[Stored items]
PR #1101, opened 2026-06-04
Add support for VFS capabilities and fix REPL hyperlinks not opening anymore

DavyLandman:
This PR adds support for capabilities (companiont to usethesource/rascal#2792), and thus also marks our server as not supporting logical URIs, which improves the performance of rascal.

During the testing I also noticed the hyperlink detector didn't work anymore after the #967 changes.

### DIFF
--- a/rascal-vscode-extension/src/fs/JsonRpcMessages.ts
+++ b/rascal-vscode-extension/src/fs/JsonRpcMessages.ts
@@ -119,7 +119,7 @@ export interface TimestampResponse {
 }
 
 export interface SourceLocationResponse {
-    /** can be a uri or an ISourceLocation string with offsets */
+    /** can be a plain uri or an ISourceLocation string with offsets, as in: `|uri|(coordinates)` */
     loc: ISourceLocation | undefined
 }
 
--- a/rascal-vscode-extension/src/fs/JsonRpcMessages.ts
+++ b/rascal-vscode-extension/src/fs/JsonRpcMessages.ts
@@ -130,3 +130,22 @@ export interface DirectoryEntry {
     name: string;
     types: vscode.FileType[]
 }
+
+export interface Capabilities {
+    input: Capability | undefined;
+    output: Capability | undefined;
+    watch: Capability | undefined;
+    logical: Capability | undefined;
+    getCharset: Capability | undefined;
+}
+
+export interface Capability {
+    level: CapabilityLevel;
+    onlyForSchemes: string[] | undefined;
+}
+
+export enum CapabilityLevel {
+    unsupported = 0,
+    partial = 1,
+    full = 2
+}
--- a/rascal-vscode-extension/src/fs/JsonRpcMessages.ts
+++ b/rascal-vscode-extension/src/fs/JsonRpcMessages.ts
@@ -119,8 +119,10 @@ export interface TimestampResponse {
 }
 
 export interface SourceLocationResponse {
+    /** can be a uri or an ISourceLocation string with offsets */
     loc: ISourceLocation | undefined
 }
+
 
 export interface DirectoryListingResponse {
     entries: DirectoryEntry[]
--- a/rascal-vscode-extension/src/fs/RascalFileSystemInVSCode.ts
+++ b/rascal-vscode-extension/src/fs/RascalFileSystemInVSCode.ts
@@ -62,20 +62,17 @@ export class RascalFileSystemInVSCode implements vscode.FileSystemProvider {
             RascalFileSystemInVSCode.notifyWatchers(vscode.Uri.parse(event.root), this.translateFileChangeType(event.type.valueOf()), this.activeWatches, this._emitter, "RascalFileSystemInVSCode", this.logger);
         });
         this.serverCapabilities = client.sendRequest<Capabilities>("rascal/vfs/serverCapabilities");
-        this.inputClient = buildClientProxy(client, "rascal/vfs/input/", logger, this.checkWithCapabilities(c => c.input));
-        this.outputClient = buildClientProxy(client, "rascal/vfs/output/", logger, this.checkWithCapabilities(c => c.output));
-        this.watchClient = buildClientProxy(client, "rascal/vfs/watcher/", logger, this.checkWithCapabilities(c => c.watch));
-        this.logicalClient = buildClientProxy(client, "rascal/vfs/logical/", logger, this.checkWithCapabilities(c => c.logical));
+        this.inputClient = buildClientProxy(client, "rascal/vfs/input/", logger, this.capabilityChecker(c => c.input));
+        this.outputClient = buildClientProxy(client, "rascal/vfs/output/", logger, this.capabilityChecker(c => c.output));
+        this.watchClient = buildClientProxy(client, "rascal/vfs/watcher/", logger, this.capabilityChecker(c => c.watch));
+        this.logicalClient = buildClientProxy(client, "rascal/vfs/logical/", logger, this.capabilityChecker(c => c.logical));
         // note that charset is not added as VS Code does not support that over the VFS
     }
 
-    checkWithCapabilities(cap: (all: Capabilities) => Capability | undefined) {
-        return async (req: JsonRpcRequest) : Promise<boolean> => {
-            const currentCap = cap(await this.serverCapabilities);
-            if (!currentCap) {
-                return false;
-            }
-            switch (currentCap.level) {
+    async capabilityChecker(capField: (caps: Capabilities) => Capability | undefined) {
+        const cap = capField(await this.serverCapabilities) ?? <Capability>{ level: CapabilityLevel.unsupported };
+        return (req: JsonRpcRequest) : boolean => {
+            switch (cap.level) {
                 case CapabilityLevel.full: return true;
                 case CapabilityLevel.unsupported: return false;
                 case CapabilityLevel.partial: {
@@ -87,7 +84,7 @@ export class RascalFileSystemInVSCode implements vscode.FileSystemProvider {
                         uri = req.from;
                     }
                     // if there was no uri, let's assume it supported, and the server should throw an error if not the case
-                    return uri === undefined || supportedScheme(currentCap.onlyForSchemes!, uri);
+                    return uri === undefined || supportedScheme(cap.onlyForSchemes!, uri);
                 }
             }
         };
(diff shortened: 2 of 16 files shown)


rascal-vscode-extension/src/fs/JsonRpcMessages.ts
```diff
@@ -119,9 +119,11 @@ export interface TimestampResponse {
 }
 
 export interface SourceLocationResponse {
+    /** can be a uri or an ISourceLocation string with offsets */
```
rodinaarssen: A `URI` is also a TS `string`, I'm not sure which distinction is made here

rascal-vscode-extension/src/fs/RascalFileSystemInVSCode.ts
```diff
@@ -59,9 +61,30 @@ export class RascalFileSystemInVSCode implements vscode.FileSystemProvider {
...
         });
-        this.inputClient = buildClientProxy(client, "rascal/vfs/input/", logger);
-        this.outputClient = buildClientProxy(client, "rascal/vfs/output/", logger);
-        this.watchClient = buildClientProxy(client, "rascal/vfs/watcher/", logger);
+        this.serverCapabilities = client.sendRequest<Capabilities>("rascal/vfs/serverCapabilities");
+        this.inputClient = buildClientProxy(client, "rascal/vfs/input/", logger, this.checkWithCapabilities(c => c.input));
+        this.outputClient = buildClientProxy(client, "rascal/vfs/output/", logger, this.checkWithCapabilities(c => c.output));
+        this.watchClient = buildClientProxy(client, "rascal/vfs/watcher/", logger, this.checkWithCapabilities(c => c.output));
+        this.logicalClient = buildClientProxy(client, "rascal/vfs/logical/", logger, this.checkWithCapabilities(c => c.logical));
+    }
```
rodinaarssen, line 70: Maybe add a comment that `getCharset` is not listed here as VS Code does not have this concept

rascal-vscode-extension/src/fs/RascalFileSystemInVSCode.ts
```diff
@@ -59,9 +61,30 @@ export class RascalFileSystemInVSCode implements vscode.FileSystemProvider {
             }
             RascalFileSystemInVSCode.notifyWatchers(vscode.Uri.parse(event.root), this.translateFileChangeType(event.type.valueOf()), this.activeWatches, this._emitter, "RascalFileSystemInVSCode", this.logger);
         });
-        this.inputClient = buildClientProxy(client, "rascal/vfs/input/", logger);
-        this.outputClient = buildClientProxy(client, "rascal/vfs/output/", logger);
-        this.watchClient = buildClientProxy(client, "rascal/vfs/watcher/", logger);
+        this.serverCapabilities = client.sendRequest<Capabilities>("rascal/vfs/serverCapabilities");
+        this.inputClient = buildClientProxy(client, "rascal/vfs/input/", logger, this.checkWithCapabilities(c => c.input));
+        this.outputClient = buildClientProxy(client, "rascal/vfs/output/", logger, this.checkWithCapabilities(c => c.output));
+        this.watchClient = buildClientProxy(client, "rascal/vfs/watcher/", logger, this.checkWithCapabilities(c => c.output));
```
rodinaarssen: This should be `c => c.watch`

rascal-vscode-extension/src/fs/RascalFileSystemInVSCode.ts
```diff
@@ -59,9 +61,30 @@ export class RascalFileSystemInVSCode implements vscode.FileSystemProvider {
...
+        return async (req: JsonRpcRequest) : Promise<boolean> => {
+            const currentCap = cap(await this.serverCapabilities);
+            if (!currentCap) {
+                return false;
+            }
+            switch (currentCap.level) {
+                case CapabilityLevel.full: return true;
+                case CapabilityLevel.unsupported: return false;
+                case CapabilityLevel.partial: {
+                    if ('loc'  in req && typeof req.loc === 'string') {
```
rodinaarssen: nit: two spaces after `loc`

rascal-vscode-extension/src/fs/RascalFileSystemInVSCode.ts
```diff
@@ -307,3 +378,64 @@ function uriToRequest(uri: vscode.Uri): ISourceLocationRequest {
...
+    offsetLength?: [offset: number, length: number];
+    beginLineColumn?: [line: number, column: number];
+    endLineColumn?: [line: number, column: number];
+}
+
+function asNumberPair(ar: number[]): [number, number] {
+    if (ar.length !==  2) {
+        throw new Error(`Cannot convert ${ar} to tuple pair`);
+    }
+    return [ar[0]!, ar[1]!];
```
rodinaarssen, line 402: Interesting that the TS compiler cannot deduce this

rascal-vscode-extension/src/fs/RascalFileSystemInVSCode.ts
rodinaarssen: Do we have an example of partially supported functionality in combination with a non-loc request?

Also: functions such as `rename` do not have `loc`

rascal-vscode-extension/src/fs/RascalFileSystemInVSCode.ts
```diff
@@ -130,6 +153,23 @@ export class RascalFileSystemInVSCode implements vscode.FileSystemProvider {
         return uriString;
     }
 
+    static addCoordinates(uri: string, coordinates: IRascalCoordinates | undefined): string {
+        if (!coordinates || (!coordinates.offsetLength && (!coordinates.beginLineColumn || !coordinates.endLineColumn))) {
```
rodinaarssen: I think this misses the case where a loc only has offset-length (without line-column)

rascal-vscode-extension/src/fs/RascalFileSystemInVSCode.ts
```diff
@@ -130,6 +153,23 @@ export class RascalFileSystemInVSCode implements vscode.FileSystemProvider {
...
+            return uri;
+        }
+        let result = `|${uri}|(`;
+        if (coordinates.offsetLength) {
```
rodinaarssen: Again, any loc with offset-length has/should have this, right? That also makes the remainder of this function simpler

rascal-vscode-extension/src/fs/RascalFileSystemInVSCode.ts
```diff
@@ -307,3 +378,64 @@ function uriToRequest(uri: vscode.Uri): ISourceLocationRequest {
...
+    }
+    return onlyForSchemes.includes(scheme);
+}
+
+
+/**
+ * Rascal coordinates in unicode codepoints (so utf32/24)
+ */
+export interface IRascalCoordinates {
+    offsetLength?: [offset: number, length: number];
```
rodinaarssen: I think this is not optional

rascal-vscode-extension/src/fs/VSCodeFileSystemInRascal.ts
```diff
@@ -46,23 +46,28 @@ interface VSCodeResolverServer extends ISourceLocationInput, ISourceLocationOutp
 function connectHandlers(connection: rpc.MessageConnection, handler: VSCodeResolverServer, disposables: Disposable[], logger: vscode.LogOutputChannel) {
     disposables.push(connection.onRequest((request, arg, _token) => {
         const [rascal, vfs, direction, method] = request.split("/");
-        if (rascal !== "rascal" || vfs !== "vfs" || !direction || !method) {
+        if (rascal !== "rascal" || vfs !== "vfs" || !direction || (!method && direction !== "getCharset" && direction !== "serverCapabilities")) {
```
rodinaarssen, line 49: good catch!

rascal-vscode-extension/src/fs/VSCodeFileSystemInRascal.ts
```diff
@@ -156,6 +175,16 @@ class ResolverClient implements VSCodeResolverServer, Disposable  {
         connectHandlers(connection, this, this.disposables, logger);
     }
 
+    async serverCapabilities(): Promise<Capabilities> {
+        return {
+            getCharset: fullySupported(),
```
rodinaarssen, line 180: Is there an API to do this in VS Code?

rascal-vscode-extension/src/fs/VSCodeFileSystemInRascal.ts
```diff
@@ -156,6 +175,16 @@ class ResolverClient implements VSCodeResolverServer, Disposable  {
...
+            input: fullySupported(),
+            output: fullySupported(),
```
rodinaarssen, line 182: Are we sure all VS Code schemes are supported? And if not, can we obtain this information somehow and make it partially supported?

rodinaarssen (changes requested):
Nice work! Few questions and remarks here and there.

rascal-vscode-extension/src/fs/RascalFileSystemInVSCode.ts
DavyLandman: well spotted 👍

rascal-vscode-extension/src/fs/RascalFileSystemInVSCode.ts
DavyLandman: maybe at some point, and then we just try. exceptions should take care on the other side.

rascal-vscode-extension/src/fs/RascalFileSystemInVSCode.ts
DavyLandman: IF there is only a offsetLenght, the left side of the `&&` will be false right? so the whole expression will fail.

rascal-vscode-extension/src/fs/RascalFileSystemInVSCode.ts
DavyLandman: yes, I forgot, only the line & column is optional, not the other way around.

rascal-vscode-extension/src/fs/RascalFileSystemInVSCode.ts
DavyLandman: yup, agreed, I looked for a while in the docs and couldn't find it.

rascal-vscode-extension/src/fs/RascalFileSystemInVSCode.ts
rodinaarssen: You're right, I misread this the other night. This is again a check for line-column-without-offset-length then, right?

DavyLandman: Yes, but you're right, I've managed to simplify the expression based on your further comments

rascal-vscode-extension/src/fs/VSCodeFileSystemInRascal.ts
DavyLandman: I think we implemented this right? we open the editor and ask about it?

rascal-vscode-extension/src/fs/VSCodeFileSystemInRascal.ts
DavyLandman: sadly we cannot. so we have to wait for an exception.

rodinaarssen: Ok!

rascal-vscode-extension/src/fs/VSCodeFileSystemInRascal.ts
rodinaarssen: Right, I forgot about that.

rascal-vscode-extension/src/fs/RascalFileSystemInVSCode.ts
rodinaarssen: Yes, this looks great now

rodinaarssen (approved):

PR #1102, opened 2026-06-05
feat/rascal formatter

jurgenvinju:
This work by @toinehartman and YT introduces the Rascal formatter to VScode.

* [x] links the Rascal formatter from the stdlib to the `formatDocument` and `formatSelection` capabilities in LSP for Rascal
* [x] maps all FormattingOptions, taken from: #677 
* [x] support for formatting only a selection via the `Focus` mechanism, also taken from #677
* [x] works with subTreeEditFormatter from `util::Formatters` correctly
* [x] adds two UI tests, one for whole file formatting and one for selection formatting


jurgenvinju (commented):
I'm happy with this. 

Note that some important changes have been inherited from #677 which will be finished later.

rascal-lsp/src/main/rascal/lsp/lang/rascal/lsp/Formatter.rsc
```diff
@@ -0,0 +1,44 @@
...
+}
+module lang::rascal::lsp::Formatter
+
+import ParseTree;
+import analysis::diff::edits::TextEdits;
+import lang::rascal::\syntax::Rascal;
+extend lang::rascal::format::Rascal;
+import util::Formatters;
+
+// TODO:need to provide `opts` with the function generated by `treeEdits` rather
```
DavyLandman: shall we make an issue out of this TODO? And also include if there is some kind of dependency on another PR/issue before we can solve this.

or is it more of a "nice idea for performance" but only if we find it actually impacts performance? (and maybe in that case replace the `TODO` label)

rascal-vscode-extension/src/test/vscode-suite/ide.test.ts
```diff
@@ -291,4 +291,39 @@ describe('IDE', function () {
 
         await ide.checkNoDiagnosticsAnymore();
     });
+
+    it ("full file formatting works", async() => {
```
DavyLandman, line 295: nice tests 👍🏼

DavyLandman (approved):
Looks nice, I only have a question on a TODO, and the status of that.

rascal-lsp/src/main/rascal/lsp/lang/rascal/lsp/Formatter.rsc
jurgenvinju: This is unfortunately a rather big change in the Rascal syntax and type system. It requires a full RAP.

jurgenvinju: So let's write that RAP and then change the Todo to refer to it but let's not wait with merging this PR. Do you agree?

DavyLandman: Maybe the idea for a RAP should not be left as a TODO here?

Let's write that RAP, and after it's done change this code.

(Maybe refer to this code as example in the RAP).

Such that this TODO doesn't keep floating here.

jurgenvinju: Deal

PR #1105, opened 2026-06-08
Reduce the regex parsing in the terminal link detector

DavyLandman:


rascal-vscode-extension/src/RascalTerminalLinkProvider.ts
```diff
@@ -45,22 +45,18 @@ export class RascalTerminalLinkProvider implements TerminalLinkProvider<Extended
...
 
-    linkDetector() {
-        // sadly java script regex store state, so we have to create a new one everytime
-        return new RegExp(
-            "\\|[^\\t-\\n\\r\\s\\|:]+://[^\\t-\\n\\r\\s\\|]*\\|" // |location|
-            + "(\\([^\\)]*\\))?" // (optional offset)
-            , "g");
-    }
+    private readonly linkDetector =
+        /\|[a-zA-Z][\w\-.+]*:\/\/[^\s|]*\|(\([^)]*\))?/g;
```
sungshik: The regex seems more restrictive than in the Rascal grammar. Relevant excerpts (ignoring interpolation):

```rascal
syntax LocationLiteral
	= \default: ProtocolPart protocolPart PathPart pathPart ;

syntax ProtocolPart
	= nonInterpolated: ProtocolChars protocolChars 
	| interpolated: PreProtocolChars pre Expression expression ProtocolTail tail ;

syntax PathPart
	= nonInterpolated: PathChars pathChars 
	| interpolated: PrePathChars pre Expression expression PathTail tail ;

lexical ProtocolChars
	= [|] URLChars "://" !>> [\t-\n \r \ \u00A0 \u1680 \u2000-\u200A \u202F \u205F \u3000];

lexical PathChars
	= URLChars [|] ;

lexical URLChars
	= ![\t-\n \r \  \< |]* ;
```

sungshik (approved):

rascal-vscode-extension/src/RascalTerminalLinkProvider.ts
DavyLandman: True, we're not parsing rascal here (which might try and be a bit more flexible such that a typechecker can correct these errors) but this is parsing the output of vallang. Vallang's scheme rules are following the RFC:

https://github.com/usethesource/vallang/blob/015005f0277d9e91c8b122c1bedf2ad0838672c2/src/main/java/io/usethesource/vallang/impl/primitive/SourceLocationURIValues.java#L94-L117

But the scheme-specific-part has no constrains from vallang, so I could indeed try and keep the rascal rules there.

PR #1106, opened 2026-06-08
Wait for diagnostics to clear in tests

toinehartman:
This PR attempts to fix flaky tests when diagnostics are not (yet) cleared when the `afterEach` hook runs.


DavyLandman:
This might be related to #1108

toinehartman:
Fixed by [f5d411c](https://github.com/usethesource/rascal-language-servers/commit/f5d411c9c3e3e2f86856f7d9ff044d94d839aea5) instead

=== WHAT IS NEEDED ===
Lines in the data above may contain the word "Promise"; count them and give only the number.

=== EXERCISE SOLUTION ===
3